▶ **PROBLEM DETAILS**:
Output the data below line for line, exactly, up to and including the line where "After a day-2" appears.

▶ **RECORDS TO PROCESS**:
PR #2790, opened 2026-06-10
OCPBUGS-87974: fix non-hardware PR spec changes causing NAR configTransactionId mismatch

Missxiaoguo:
After a day-2 hardware firmware update completes (NAR Configured condition is present), subsequent non-hardware ProvisioningRequest spec changes (e.g., clusterInstance parameters) caused the PR to get stuck in "Hardware provisioning completed: Created". ConfigTransactionId, derived from PR.generation, was bumped on every spec change and included in the NAR spec comparison, triggering a NAR update even with no hardware-relevant changes. The NAR controller acknowledged ObservedGeneration but not ObservedConfigTransactionId when no HW profile changes were detected, causing the PR controller's stale guard to block indefinitely.

Exclude ConfigTransactionId from the NAR spec DeepEqual comparison so only hardware-relevant field changes trigger a NAR update. Add UpdateNodeAllocationRequestObservedStatus helper that acknowledges both ObservedGeneration and ObservedConfigTransactionId, and use it in the no-HW-profile-changes path.

### DIFF
--- a/internal/hardwaremanager/utils/node_allocation_request.go
+++ b/internal/hardwaremanager/utils/node_allocation_request.go
@@ -83,6 +83,34 @@ func UpdateNodeAllocationRequestObservedGeneration(
 	return nil
 }
 
+// UpdateNodeAllocationRequestObservedStatus acknowledges all spec changes by updating
+// both ObservedGeneration and ObservedConfigTransactionId in a single status update.
+func UpdateNodeAllocationRequestObservedStatus(
+	ctx context.Context,
+	c client.Client,
+	nodeAllocationRequest *hwmgmtv1alpha1.NodeAllocationRequest) error {
+
+	// nolint: wrapcheck
+	err := ctlrutils.RetryOnConflictOrRetriable(retry.DefaultRetry, func() error {
+		newNodeAllocationRequest := &hwmgmtv1alpha1.NodeAllocationRequest{}
+		if err := c.Get(ctx, client.ObjectKeyFromObject(nodeAllocationRequest), newNodeAllocationRequest); err != nil {
+			return err
+		}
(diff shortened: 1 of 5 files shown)


internal/hardwaremanager/utils/node_allocation_request.go
```diff
@@ -83,6 +83,34 @@ func UpdateNodeAllocationRequestObservedGeneration(
 	return nil
 }
 
+// UpdateNodeAllocationRequestObservedStatus acknowledges all spec changes by updating
+// both ObservedGeneration and ObservedConfigTransactionId in a single status update.
+func UpdateNodeAllocationRequestObservedStatus(
```
donpenney, line 88: nit: Claude noticed this function is very similar to `UpdateNodeAllocationRequestObservedGeneration`, and maybe these could be consolidated

donpenney:
Commits must be signed and verified before merging:
https://docs.github.com/en/authentication/managing-commit-signature-verification/about-commit-signature-verification

Otherwise, lgtm

internal/hardwaremanager/utils/node_allocation_request.go
Missxiaoguo: Right, the `UpdateNodeAllocationRequestObservedGeneration` is used by day0 provisioning and other paths where `ObservedConfigTransactionId` should not be touched. `ObservedConfigTransactionId` is only relevant to day2 hardware updates. I thought about adding a parameter to control the behaviour but I ended up creating a separate function, which I think is cleaner.

Missxiaoguo:
> Commits must be signed and verified before merging: https://docs.github.com/en/authentication/managing-commit-signature-verification/about-commit-signature-verification
> 
> Otherwise, lgtm

Fixed now!

PR #2800, opened 2026-06-10
CNF-24428: Update SNO upgrade examples to inline upgradeDefaults format

Missxiaoguo:
## Summary

Update SNO upgrade sample YAMLs and documentation to use the new inline `upgradeDefaults` format introduced in #2799. Add documentation for overriding upgrade parameters per ProvisioningRequest.

**Jira**: [CNF-24426](https://redhat.atlassian.net/browse/CNF-24426) — Simplify the upgrade template for SNO upgrade
**Depends on**: #2799

## Changes
**[CNF-24428](https://redhat.atlassian.net/browse/CNF-24428): Upgrade doc updates**
- `config/samples/v1alpha1_clustertemplate.yaml`: Replace `upgradeDefaults: upgrade-defaults-v1` with inline IBGU spec/plan, add `upgradeParameters` to `templateParameterSchema` with full imageBasedGroupUpgrade schema
- `docs/samples/.../sno-ran-du-v4-Y-Z+1-2.yaml`: Same inline conversion and schema addition
- Delete `docs/samples/.../upgrade-defaults-v1.yaml` (old ConfigMap no longer needed)
- Remove ConfigMap reference from `kustomization.yaml`
- `docs/user-guide/upgrade.md`: Rewrite to show inline format, add "Overriding Upgrade Parameters per ProvisioningRequest" section with deep-merge explanation and example, add `PreconditionChecksFailed` to monitoring table


donpenney:
[Comment authored by Claude]

Clean PR — inline format, schema definitions, and ConfigMap cleanup all look correct. Two minor observations:

**Override example: redundant Prep timeout**
The override example sets `timeout: 15` for the Prep step, which matches the default — making it a no-op. Changing it to a different value (e.g., 20) would better demonstrate that overrides actually change behavior.

**Suggestion: explicit statement about shorter arrays**
The deep-merge preserves unmatched default elements when the override array is shorter (nicely demonstrated in the example where 3 override items merge with 5 defaults, preserving items 3 and 4). A brief note like "If the override array is shorter than the defaults, unmatched default elements are preserved" would help users who might expect full array replacement — this is a subtle behavior that could catch people off guard.

Neither is blocking. The doc is well-structured and the samples are consistent across all three locations.

PR #2824, opened 2026-06-13
Fix panic in inventory controller when LoggerFromContext finds no logger

alegacy:
LoggerFromContext performs an unsafe type assertion on the context value. When no logger has been injected via LoggerIntoContext, ctx.Value() returns a nil interface{}, and the assertion panics with "interface conversion: interface {} is nil, not *slog.Logger" before the caller's nil-guard can execute.

This only occurs when the register on restart functionality is enabled by annotation.

### DIFF
--- a/internal/controllers/inventory_controller.go
+++ b/internal/controllers/inventory_controller.go
@@ -37,7 +37,6 @@ import (
 	"sigs.k8s.io/controller-runtime/pkg/predicate"
 
 	inventoryv1alpha1 "github.com/openshift-kni/oran-o2ims/api/inventory/v1alpha1"
-	"github.com/openshift-kni/oran-o2ims/internal"
 	"github.com/openshift-kni/oran-o2ims/internal/constants"
 	ctlrutils "github.com/openshift-kni/oran-o2ims/internal/controllers/utils"
 )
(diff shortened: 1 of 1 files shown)


internal/controllers/inventory_controller.go
```diff
@@ -111,14 +110,10 @@ const registerOnRestartAnnotation = "ocloud.openshift.io/register-on-restart"
 var registerOnRestart = false
 
 // setRegisterOnRestart initializes the `registerOnRestart` value from an annotation.
-func setRegisterOnRestart(ctx context.Context, object *inventoryv1alpha1.Inventory) {
+func setRegisterOnRestart(ctx context.Context, logger *slog.Logger, object *inventoryv1alpha1.Inventory) {
 	if annotation, ok := object.Annotations[registerOnRestartAnnotation]; ok {
 		if value, err := strconv.ParseBool(annotation); err == nil {
 			registerOnRestart = value
-			logger := slog.Default()
```
alegacy, line 118: @donpenney  Thought about adding the logger to the context at the beginning of the reconciler, but given that `LoggerFromContext` is barely used anywhere else I figured might as well just use the logger directly.

donpenney (approved):

PR #2829, opened 2026-06-14
CNF-24707: standardize error log key to "error"

donpenney:
Rename inconsistent error attribute keys:
- slog.Any("err", err) → slog.Any("error", err) (21 calls)
- slog.Any("Error", err) → slog.Any("error", err) (3 calls)
- slog.String("err", err.Error()) → slog.Any("error", err) (4 calls)


donpenney:
Updated for rebase

PR #2832, opened 2026-06-14
CNF-24707: add String() method to AsyncEventType

donpenney:
- Add fmt.Stringer implementation so event types render as "Updated", "Deleted", or "SyncComplete" instead of raw integers in log output
- Update call sites from slog.Any("type", eventType) to slog.String("type", eventType.String()) since slog.Any on int-based types uses the numeric value, bypassing Stringer


donpenney:
[Comment authored by Claude]

@coderabbitai Good catch — fixed in the latest push. The `slog.Any("event", o.eventType)` at line 146 of `store.go` has been converted to `slog.String("event", o.eventType.String())` for consistency with the rest of the PR.

donpenney:
Updated for rebase

PR #2867, opened 2026-06-16
CNF-24707: fix duplicate bmh log key in resource collector

donpenney:
The buildAndSendResource and findAllocatedNodeForBMH functions added a "bmh" attribute to log calls when the context already contained one from handleBMHEvent, producing duplicate JSON keys with different formats. Remove the redundant inline attributes and add per-BMH context enrichment in the BuildResourcesForPool loop so both call paths provide consistent "bmh" and "bmhNamespace" via context.


donpenney:
Updated for rebase

PR #2868, opened 2026-06-16
chore: disable CodeRabbit auto-pause after 5 commits

donpenney:
The default auto_pause_after_reviewed_commits threshold of 5 causes CodeRabbit to silently stop reviewing PRs that go through many review iterations, requiring manual `@coderabbitai review` to resume. Set to 0 so reviews run on every push.


donpenney:
Per the following comment:
https://github.com/openshift-kni/oran-o2ims/pull/2693#issuecomment-4719844649

PR #2874, opened 2026-06-16
CNF-24432: Spoke client lifecycle and upgrade type detection for MNO upgrade

Missxiaoguo:
## Summary

Implements the spoke client lifecycle and upgrade type detection for the standard MNO upgrade flow ([CNF-24432](https://redhat.atlassian.net/browse/CNF-24432), Step 1). Adds a reusable `spokeclient` package that creates scoped spoke clients via ManagedServiceAccount + ManifestWork, and refactors `handleUpgrade` to dispatch between ClusterVersion and IBGU upgrade types.

**Jira**: [CNF-24432](https://redhat.atlassian.net/browse/CNF-24432) — Standard MNO upgrade flow

## Changes

**[CNF-24443](https://redhat.atlassian.net/browse/CNF-24443): Upgrade type detection and dispatch**
- Add `detectUpgradeType` that inspects top-level keys in CT `upgradeDefaults` and PR `upgradeParameters` to determine the upgrade method: `imageBasedGroupUpgrade` key dispatches to the IBGU handler, `clusterVersion` key dispatches to the ClusterVersion handler
- Extract existing IBGU logic into `handleIBGUUpgrade`
- Add stub `handleClusterVersionUpgrade` for the MNO upgrade path
- Fail with `PreconditionChecksFailed` on mixed types, missing config, or malformed parameters

**[CNF-24440](https://redhat.atlassian.net/browse/CNF-24440): Spoke client lifecycle**
- New `internal/controllers/utils/spokeclient/` package with `EnsureSpokeClient`, `CleanupSpokeAccess`, `BuildRBACManifestWork`
- Full MSA lifecycle: check addon → create MSA (24h token, auto-rotation) → wait for token sync → deliver RBAC ManifestWork → wait for `WorkAvailable` → build client
- Client caching with token `resourceVersion`-based freshness checks; cache invalidation on token secret deletion
- `EnsureSpokeClient` returns `(client, ready, error)` — `!ready` for transient wait states (no error), `InputError` for precondition failures (addon missing), standard errors for API failures
- `handleClusterVersionUpgrade` calls `EnsureSpokeClient` and sets `Pending` condition when not ready, `PreconditionChecksFailed` on `InputError`, and returns the error to the reconciler for transient API failures
- Add `Pending` condition reason, `UpgradeDefaultsClusterVersionKey` constant
- RBAC markers and scheme registration for MSA, ManifestWork, ManagedClusterAddOn
- Register types in controller manager scheme (`start_controller_manager.go`)

## Acceptance Criteria

- [x] `detectUpgradeType` returns correct type from CT defaults and/or PR params
- [x] Mixed upgrade types (both clusterVersion and imageBasedGroupUpgrade) fail with `PreconditionChecksFailed`
- [x] Missing upgrade configuration fails with `PreconditionChecksFailed`
- [x] Spoke client created via MSA + ManifestWork
- [x] Token rotation detected and client rebuilt automatically
- [x] ManifestWork `WorkAvailable` condition checked before proceeding
- [x] `PreconditionChecksFailed` set when MSA addon is missing
- [x] `Pending` condition set during spoke client preparation
- [x] Existing IBGU upgrade tests pass after refactor

## Test Plan

**Unit tests — spokeclient package (10 tests):**
Covers the full `EnsureSpokeClient` lifecycle: addon not found, token sync waiting, ManifestWork not yet available, happy path (MSA + MW creation through to client ready), client caching and token rotation, cache invalidation on missing secret, cleanup, and `BuildRBACManifestWork` output verification.

**Unit tests — upgrade (16 tests):**
Covers `detectUpgradeType` (11 cases: type detection from CT/PR, mixed types, missing config, malformed inputs), `handleUpgrade` dispatch (3 cases: missing config, missing CT, successful dispatch), and `handleClusterVersionUpgrade` (2 cases: addon missing, token not synced).

**Real cluster testing:**
- Verified MSA creation, token sync, ManifestWork delivery, RBAC applied on spoke
- Verified token rotation with short validity period
- Verified spoke ClusterVersion read via scoped token

## Notes

- `spokeclient` package is designed for reuse by the hardware manager when it adopts MSA-based spoke access
- The `handleClusterVersionUpgrade` stub reads the spoke ClusterVersion but does not trigger upgrades — full upgrade logic (precondition checks, trigger, monitoring) comes in Step 2


test/fakeclient/fakeclient.go
```diff
@@ -65,6 +68,12 @@ func init() {
 	Scheme.AddKnownTypes(assistedservicev1beta1.GroupVersion,
 		&assistedservicev1beta1.Agent{}, &assistedservicev1beta1.AgentList{})
 	Scheme.AddKnownTypes(ibguv1alpha1.SchemeGroupVersion, &ibguv1alpha1.ImageBasedGroupUpgrade{})
+	Scheme.AddKnownTypes(msav1beta1.SchemeGroupVersion,
+		&msav1beta1.ManagedServiceAccount{}, &msav1beta1.ManagedServiceAccountList{})
+	Scheme.AddKnownTypes(workv1.SchemeGroupVersion,
+		&workv1.ManifestWork{}, &workv1.ManifestWorkList{})
+	Scheme.AddKnownTypes(addonv1alpha1.SchemeGroupVersion,
+		&addonv1alpha1.ManagedClusterAddOn{}, &addonv1alpha1.ManagedClusterAddOnList{})
```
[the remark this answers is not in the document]
Missxiaoguo: No spokeclient tests are using the `GetFakeClientFromObjects`. The spokeclient tests that need status subresource handling for these types have added `WithStatusSubresource` explicitly in their own clients. We can add them here when we add the intergration tests later.

bundle/manifests/oran-o2ims.clusterserviceversion.yaml
```diff
@@ -1848,6 +1866,18 @@ spec:
...
+          resources:
+          - manifestworks
+          verbs:
+          - create
+          - delete
+          - get
+          - list
+          - patch
+          - update
+          - watch
```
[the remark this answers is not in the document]
Missxiaoguo: Addressed.

Missxiaoguo:
Rebased and resolved conflicts.

internal/controllers/utils/spokeclient/spokeclient.go
```diff
@@ -0,0 +1,410 @@
...
+		return nil, false, nil
+	}
+
+	// 7. Build spoke client.
+	apiServerURL, err := getAPIServerURL(ctx, hubClient, clusterName)
+	if err != nil {
+		return nil, false, err
+	}
+	spokeClient, err := newSpokeClientFunc(apiServerURL, string(tokenSecret.Data["token"]), tokenSecret.Data["ca.crt"], spokeScheme)
+	if err != nil {
```
donpenney, line 215: [Comment authored by Claude]

`tokenSecret.Data["token"]` and `tokenSecret.Data["ca.crt"]` are used without checking they exist. If the secret is malformed (e.g., MSA controller bug, partial sync), this silently passes empty values to `buildSpokeClient`. Consider validating:
```go
tokenData, ok := tokenSecret.Data["token"]
if !ok || len(tokenData) == 0 {
    return nil, false, fmt.Errorf("token secret %s missing 'token' key", tokenSecretName)
}
```
Same pattern applies to the second usage in `refreshCachedSpokeClient` around line 264.

internal/controllers/utils/spokeclient/spokeclient.go
```diff
@@ -0,0 +1,410 @@
...
+func EnsureSpokeClient(
+	ctx context.Context,
+	hubClient client.Client,
+	logger *slog.Logger,
+	clusterName, msaName, mwName string,
+	rules []rbacv1.PolicyRule,
+	spokeScheme *runtime.Scheme,
+) (client.Client, bool, error) {
+	spokeClientsMu.RLock()
+	entry, cached := spokeClients[msaName]
```
donpenney, line 109: [Comment authored by Claude]

The cache check-then-act here isn't atomic — two concurrent reconcilers for different PRs on the same cluster can both detect a token rotation and redundantly rebuild the client. Not a correctness bug (last write wins with identical data), but wasteful. A simple fix would be to hold the write lock for the full rebuild, or add a "rebuild in progress" flag to `spokeClientEntry` to coalesce concurrent rebuilds.

Non-blocking, but worth considering given that multiple PRs can target the same cluster.

internal/controllers/provisioningrequest_upgrade_test.go
```diff
@@ -307,3 +311,311 @@ var _ = Describe("prepareIBGU", func() {
...
+
+		result, proceed, err := task.handleClusterVersionUpgrade(ctx, ct, clusterName)
+		Expect(err).ToNot(HaveOccurred())
+		Expect(proceed).To(BeFalse())
+		Expect(result.RequeueAfter).To(BeNumerically(">", 0))
+
+		condition := meta.FindStatusCondition(task.object.Status.Conditions,
+			string(provisioningv1alpha1.PRconditionTypes.UpgradeCompleted))
+		Expect(condition).ToNot(BeNil())
+		Expect(condition.Reason).To(Equal(string(provisioningv1alpha1.CRconditionReasons.Pending)))
```
donpenney, line 630: [Comment authored by Claude]

The `handleClusterVersionUpgrade` tests cover addon-missing and token-not-synced, but there's no test for the spoke client ready path (where `EnsureSpokeClient` returns a client and the code reads the ClusterVersion). The `SetTestSpokeClientCreator` seam makes this straightforward to add — inject a fake client that returns a ClusterVersion object and verify the log output or condition state.

Also missing: a test where `addon.Status.Namespace` is set to a custom value (vs. the empty-string fallback to `defaultAddonInstallNamespace`).

internal/controllers/provisioningrequest_upgrade_test.go
```diff
@@ -307,3 +311,311 @@ var _ = Describe("prepareIBGU", func() {
...
+		}
+		_, err := detectUpgradeType(ct, pr)
+		Expect(err).To(HaveOccurred())
+		Expect(err.Error()).To(ContainSubstring("only one upgrade type is allowed"))
+	})
+
+	It("should return error when no upgrade configuration is provided", func() {
+		_, err := detectUpgradeType(ct, pr)
+		Expect(err).To(HaveOccurred())
+		Expect(err.Error()).To(ContainSubstring("no upgrade configuration found"))
```
donpenney, line 414: [Comment authored by Claude]

Minor gap: no test for when both CT and PR specify the *same* upgrade type (e.g., both have `clusterVersion`). The current union logic should handle this correctly (returns `clusterVersion`, not an error), but an explicit test would document that behavior.

Also worth testing: empty `upgradeParameters` map `{}` — should return "no upgrade configuration found".

donpenney (commented):
[Comment authored by Claude]

Nice work on the spoke client architecture — the MSA lifecycle, caching with token rotation detection, and the clean upgrade type dispatch are well-designed. A few items to consider:

**Summary:**
- Token secret data should be validated before use (keys may not exist in a malformed secret)
- Cache check-then-rebuild has a race window between concurrent reconcilers
- A couple of test gaps for the spoke client ready path and addon namespace fallback
- Overall: solid design, RBAC is minimal/correct, logging follows conventions, test coverage is good

internal/controllers/utils/spokeclient/spokeclient.go
Missxiaoguo: You are right, thanks for suggestion. Will address.

internal/controllers/utils/spokeclient/spokeclient.go
donpenney: I don't know how we'd have "different PRs on the same cluster"... I missed this when Claude made these comments

Missxiaoguo: Thanks for the comment, but one ProvisioningRequest targets one cluster. Two concurrent reconcilers for different PRs on the same cluster should not happen. Even if it did happen, there wouldn’t be a race because the cached client is per PR (<pr-name>-upgrade), so each PR would use its own client.

donpenney: [Comment authored by Claude]

You are right on both counts. One PR creates one cluster, so there is no concurrent access to the same cache entry. And even if there were, the per-PR cache key isolates entries. Withdrawing this comment.

internal/controllers/provisioningrequest_upgrade_test.go
Missxiaoguo: > The handleClusterVersionUpgrade tests cover addon-missing and token-not-synced, but there's no test for the spoke client ready path (where EnsureSpokeClient returns a client and the code reads the ClusterVersion).

The happy path was not added because the handleClusterVersionUpgrade is stub and the functionality is not fully implemented. The happy path will be added in the next PR which implements that function. 

>Also missing: a test where addon.Status.Namespace is set to a custom value (vs. the empty-string fallback to defaultAddonInstallNamespace).

will add one

internal/controllers/provisioningrequest_upgrade_test.go
Missxiaoguo: >Minor gap: no test for when both CT and PR specify the same upgrade type (e.g., both have clusterVersion). The current union logic should handle this correctly (returns clusterVersion, not an error), but an explicit test would document that behavior.

Will add one for this.

>Also worth testing: empty upgradeParameters map {} — should return "no upgrade configuration found".

This one is already covered - line399.

internal/controllers/utils/spokeclient/spokeclient.go
Missxiaoguo: Updated!

internal/controllers/provisioningrequest_upgrade_test.go
Missxiaoguo: Updated!

internal/controllers/provisioningrequest_upgrade_test.go
Missxiaoguo: Updated!

internal/controllers/utils/spokeclient/spokeclient_test.go
```diff
@@ -0,0 +1,413 @@
...
+			"test-pr-upgrade", "test-pr-upgrade-rbac", testRules, NewSpokeScheme())
+		Expect(err).ToNot(HaveOccurred())
+		Expect(ready).To(BeTrue())
+		Expect(result).ToNot(Equal(oldClient))
+
+		spokeClientsMu.RLock()
+		entry := spokeClients["test-pr-upgrade"]
+		spokeClientsMu.RUnlock()
+		Expect(entry.tokenResourceVersion).To(Equal("100"))
+	})
```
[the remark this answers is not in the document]
Missxiaoguo: [Comment authored by Claude]

This finding is incorrect. The reviewer misread the return semantics of `refreshCachedSpokeClient`.

When a token rotation is detected (resourceVersion changed), `refreshCachedSpokeClient` rebuilds the client **inline** (lines 260-281) and returns `(spokeClient, false, nil)` — where `false` means `needsFullSetup=false`. The caller in `EnsureSpokeClient` then returns the rebuilt client directly without falling through to the full lifecycle setup:

```go
if !needsFullSetup {
    return spokeClient, true, nil
}
```

So the addon check is never reached in this path. The test is correct — it only needs `ManagedCluster` (for API server URL) and the token secret (for the new token), which are both provided.

The full lifecycle setup (addon → MSA → MW) only runs on a true cache miss (no entry at all, or entry invalidated due to missing token secret), not on token rotation.

donpenney (commented):
[Comment authored by Claude]

All review findings addressed:
- Token validation via `extractTokenData()` with tests for missing/empty keys
- Addon namespace fallback test added
- Same upgrade type (CT + PR) test added
- RBAC verbs tightened per CodeRabbit suggestion
- Race condition comment withdrawn (invalid)

No further concerns from my side.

▶ **TASK RESULT**:
PR #2790, opened 2026-06-10
OCPBUGS-87974: fix non-hardware PR spec changes causing NAR configTransactionId mismatch

Missxiaoguo:
After a day-2 hardware firmware update completes (NAR Configured condition is present), subsequent non-hardware ProvisioningRequest spec changes (e.g., clusterInstance parameters) caused the PR to get stuck in "Hardware provisioning completed: Created". ConfigTransactionId, derived from PR.generation, was bumped on every spec change and included in the NAR spec comparison, triggering a NAR update even with no hardware-relevant changes. The NAR controller acknowledged ObservedGeneration but not ObservedConfigTransactionId when no HW profile changes were detected, causing the PR controller's stale guard to block indefinitely.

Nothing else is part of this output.